Issue #175, opened 2017-09-22
Complete COUNTER Implementation


ajrbyers:

MartinPaulEve:
NB @ajrbyers to do this as a special favour for @martinpauleve who's in hospital and hates writing COUNTER implementations

ajrbyers:
Adding this to Trello, please ignore.

mauromsl:
BARF Notes: Recover the notes we had from Trello and bring this for a future BARF session.

PR #1645, opened 2020-06-23
#1644: Retry concurrent read/writes on Article Access

### LINKED ISSUE #1644: OperationalError: could not serialize access due to read/write dependencies among transactions
**Describe the bug**
1.3.8 resolved a concurrent update issue when logging article access records.
However it uncovered another problem: When an article is visited for the first time in some time (every 30 seconds) and then receives two or more concurrent requests, the transaction to create the new record will conflict with another transaction trying to update the previous record. This leads to a race condition in which, regardless of what transaction is comitted first, an OperationalError will be raised by the ORM.

Additionally, MariaDB doesn't support SKIP LOCKED while MySQL doesn't support NOWAIT. So ideally we want a solution that doesn't involve this syntax.

Worth mentioning that these errors only happen when using the serializable isolation level, since the underlying records state would have mutated by the time one of the concurrent transactions commits. 

**Janeway version**
v1.3.8

mauromsl:
This PR closes #1644 and resolves an incompatibility with MariaDB

Behaviour of this module will be fixed in #175

### DIFF
--- a/src/utils/decorators.py
+++ b/src/utils/decorators.py
@@ -1,0 +1,43 @@
+"""
+Utility decorators
+"""
+__copyright__ = "Copyright 2020 Birkbeck, University of London"
+__author__ = "Birkbeck Centre for Technology and Publishing"
+__license__ = "AGPL v3"
+__maintainer__ = "Birkbeck Centre for Technology and Publishing"
+
+import time
+from functools import wraps
+
+from utils.logger import get_logger
+
+
+logger = get_logger(__name__)
+
+
+def retry(attempts=3, throttle=0, exc=Exception):
+    """ Retries calling a function when certain exceptions are raised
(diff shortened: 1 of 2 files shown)


src/utils/decorators.py
```diff
@@ -0,0 +1,43 @@
...
+
+def retry(attempts=3, throttle=0, exc=Exception):
+    """ Retries calling a function when certain exceptions are raised
+    :param attempts: maximum number of times to retry
+    :param throttle_ms: optional throttling between calls in seconds
+    :param exc: An exception (or tuple of exceptions) on which to retry
+    """
+    def wrapper(f):
+        f_name = f.__name__
+        msg = "%s failed with %s: %s, Retrying in %d s..."
```
ajrbyers, line 26: Should probably use .format() here.

PR #1652, opened 2020-06-25
Fixed the carousel M2M widgets.

ajrbyers:
- Exposes translation JS as a URL
- Adds it to template

### DIFF
--- a/src/core/include_urls.py
+++ b/src/core/include_urls.py
@@ -17,11 +17,6 @@ from cms import views as cms_views
 from submission import views as submission_views
 from journal import views as journal_views
 
-js_info_dict = {
-    'domain': 'djangojs',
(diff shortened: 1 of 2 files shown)


src/core/include_urls.py
```diff
@@ -189,6 +190,8 @@
     url(r'^download/file/(?P<file_id>\d+)/$', journal_views.download_journal_file, name='journal_file'),
 
     url(r'^set-timezone/$', core_views.set_session_timezone, name='set_timezone'),
+
+    url(r'^jsi18n/$', JavaScriptCatalog.as_view(), name='javascript-catalog'),
```
mauromsl, line 194: Sounds like we should cache this view, since it will parse the translation files on every request.

PR #4754, opened 2025-04-25
The view reviews template now splits reviews by round and only displays an appropriate download link

### LINKED ISSUE #4594: Double review file download link - one broken
**Describe the bug**
On review #21223 on Glossa, the author can see two file download links, only one is functional and the other returns an error. This was confusing for the author as they thought they were missing a file and thus contacted the editor who contacted support. Especially as there are two reviews (as is often the case), it confused the author into thinking there should have been two accessible file. (One review didn't have a file associated, just webform.)

Image

**Janeway version**
1.7

**Additional context**
See [FD 9668](https://janeway.freshdesk.com/a/tickets/9668)

### LINKED ISSUE #4609: Separate reviews by round when displaying to author
I was uploading a revised manuscript for an author today, I did this because it’s version 3 of the article and the author just sent it to me rather than following the directions to upload their revision.
 
I noticed that the reviews of the paper are collated together, and not separated by rounds, and that can be quite confusing for authors to discern which review references their latest version, see the screenshot below. Is there a way to separate the reviews, just using headers, so the authors can determine themselves which review is to round 1 and which review is to round 2 of their paper? it’s not in numerical order either so I had to go back to the live preprint page to see which review is for which round:

Image

**Additional context**
Submitted through FD 9736 - UCL

ajrbyers:
Closes #4594
Closes #4609 

Two birds, one template.

### DIFF
--- a/src/templates/admin/elements/review/view_reviews.html
+++ b/src/templates/admin/elements/review/view_reviews.html
@@ -1,10 +1,18 @@
+{% regroup reviews by review_round.round_number as reviews_by_round %}
+
 <p>Please click 'View Review' below to view the peer review report.</p>
 
+{% for round in reviews_by_round %}
+<p><strong>Round {{ round.grouper }}</strong></p>
+
 <ul class="accordion" data-accordion data-allow-all-closed="true" data-multi-expand="true">
-    {% for review in reviews %}
+    {% for review in round.list %}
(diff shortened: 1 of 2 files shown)


mauromsl (changes requested):
just a comment around how complex the if statements for displaying the review file have become

PR #4759, opened 2025-05-02
A11y improvements for endnote backlinks

### LINKED ISSUE #4446: Carat for endnotes too small a target
split from 
- #4245 
> ... all [endnote] links being 'carat' ^ which is also too small a target for accessible selection.

Examples from #4194

- **Sample 2 (Material Theme) , item 49.** '] used with the carat as the only link text within notes are problematic. All of them end with these, so there is nothing to differentiate them, and repeated 'carat, link' is unhelpful when traversing the document by links.

- **Sample 3 (Clean Theme), item 19.** the end not link back to the original reading position is not contextual (just read as 'carat') such that all end notes have links that are read out identically.... imagine navigating by link 'carat, link, carat, link, carat, link...'

Not observed in OLH theme during this testing, but the template should be reviewed alongside the changes to Material and Clean to make sure.

StephDriver:
closes #4446

### DIFF
--- a/src/transform/xsl/default.xsl
+++ b/src/transform/xsl/default.xsl
@@ -495,7 +495,7 @@
               <xsl:apply-templates/>
             <xsl:for-each select="//xref[@rid=$fn-id]">
               <xsl:variable name="i"><xsl:value-of select="string(position())"></xsl:value-of></xsl:variable>
-              <a class="footnotemarker"  href="#{$fn-id}-nm{$i}"> ⮭</a>
+              <a class="footnotemarker"  href="#{$fn-id}-nm{$i}" aria-label="reference to {$fn-id} in text" role="doc-backlink"> ---^ </a>
             </xsl:for-each>
           </li>
     </xsl:template>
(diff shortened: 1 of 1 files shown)


StephDriver:
Notes:
1. aria-label is in the xsl, not sure how to translate within that, so not marked for translations
2. cannot workout where line 5070 outputs (of if it outputs) updated similar to 498 for consisitency.
3. 498 is the one I've tested manually with Voiceover, this is now annouced as a 'backlink' with the aria label. The ID is not a number but often has suffix 'n' e.g. `n10` but this is intuitive when read aloud.

ajrbyers:
Thanks for this @StephDriver, two things:

1. The text should say footnote rather than reference
2. Can we add this return feature to references? Currently you can click a ref link to be taken to the footer but cannot be returned

StephDriver:
> 2. Can we add this return feature to references? Currently you can click a ref link to be taken to the footer but cannot be returned

In short, not in the same way, endnotes are expected to come from a single source, a one to one relationship with a location in the text. But references may be referred to multiple times and so are a many to one relationship with the reference list.

ajrbyers (approved):

mauromsl (approved):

________________________

- _ACTION ITEM_: All lines in the records that contain "COUNTER" are to be copied and returned.

- _OUTPUT OF THE TASK_:
Complete COUNTER Implementation
NB @ajrbyers to do this as a special favour for @martinpauleve who's in hospital and hates writing COUNTER implementations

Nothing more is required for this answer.